** RECORDS TO PROCESS follows **

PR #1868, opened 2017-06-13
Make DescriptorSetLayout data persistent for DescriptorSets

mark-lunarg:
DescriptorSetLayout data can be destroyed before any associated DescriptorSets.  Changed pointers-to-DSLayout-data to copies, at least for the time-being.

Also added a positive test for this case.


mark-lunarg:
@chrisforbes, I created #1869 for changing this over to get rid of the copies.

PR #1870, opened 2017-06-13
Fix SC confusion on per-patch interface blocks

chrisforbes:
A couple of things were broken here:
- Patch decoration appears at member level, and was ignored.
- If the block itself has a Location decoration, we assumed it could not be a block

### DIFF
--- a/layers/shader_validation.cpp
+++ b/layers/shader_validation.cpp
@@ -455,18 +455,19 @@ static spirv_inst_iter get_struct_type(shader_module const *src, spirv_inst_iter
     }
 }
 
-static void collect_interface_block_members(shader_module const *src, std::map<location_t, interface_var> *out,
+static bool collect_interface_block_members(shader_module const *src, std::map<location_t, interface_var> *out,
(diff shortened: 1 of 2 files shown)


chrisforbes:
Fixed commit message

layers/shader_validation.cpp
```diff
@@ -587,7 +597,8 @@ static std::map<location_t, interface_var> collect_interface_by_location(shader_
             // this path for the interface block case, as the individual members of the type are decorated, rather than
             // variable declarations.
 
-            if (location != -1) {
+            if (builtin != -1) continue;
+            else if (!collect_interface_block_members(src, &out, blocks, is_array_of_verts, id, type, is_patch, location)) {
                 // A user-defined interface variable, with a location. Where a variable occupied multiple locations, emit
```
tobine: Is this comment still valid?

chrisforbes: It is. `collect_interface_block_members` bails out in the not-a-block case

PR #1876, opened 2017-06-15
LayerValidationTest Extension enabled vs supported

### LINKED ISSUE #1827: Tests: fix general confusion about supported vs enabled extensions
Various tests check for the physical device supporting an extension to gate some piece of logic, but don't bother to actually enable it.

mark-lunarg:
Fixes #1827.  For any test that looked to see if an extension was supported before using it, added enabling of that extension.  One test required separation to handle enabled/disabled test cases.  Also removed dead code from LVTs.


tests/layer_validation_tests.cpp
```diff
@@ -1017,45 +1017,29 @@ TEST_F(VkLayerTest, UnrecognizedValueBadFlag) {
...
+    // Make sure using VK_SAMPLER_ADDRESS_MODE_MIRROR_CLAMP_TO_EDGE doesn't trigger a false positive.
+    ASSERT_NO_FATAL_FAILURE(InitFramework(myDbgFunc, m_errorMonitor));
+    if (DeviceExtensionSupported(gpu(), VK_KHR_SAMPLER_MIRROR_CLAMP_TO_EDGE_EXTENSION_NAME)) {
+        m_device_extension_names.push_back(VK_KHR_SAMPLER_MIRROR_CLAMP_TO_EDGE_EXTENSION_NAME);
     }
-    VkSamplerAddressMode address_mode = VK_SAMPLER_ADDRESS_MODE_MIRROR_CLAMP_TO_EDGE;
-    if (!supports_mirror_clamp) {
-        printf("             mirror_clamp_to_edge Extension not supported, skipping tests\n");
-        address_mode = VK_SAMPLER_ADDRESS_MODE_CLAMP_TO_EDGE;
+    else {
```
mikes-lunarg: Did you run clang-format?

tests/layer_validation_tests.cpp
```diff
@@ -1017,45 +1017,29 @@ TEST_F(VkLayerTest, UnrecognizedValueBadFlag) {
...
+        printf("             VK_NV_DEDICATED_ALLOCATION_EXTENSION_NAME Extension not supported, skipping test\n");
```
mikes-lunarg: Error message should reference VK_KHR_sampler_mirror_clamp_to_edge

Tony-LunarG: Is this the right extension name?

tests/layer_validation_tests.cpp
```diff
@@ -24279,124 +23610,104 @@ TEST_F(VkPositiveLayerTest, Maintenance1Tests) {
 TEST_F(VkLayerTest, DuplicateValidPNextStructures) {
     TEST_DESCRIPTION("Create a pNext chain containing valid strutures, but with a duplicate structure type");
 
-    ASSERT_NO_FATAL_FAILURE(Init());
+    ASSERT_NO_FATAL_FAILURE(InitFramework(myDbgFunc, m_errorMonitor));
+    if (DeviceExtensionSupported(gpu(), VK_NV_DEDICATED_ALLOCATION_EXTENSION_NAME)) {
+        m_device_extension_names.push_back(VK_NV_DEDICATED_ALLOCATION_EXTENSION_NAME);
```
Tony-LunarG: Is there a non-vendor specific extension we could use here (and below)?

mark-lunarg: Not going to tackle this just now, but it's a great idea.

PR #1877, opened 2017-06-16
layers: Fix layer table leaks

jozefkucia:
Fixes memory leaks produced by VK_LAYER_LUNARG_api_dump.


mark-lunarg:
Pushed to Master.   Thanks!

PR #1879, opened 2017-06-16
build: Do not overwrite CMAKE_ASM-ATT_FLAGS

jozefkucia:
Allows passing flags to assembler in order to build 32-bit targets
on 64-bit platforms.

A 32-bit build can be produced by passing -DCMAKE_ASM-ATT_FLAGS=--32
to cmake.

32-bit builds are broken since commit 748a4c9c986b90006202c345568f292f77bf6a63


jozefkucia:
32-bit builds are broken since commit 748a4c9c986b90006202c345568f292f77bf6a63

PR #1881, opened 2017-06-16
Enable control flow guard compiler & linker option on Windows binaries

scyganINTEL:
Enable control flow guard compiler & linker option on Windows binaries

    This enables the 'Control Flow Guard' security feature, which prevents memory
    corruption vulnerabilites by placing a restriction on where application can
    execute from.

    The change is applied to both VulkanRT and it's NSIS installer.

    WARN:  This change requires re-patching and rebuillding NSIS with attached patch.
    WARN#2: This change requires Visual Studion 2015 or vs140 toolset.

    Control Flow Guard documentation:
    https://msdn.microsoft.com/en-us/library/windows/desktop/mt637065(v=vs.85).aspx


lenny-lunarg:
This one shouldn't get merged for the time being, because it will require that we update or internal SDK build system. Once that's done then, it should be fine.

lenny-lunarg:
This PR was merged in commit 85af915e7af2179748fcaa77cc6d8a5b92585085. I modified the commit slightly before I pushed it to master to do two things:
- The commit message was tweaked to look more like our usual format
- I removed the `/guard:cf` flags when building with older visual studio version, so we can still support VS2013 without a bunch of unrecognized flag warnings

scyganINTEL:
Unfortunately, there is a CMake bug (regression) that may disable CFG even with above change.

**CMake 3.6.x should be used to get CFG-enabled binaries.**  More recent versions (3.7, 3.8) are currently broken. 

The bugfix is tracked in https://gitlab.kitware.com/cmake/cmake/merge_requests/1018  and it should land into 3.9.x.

** End of RECORDS TO PROCESS **

EXERCISE BRIEF :: What lines above hold the word "const"? List them all.

EXERCISE OUTPUT ::
@@ -455,18 +455,19 @@ static spirv_inst_iter get_struct_type(shader_module const *src, spirv_inst_iter
-static void collect_interface_block_members(shader_module const *src, std::map<location_t, interface_var> *out,
+static bool collect_interface_block_members(shader_module const *src, std::map<location_t, interface_var> *out,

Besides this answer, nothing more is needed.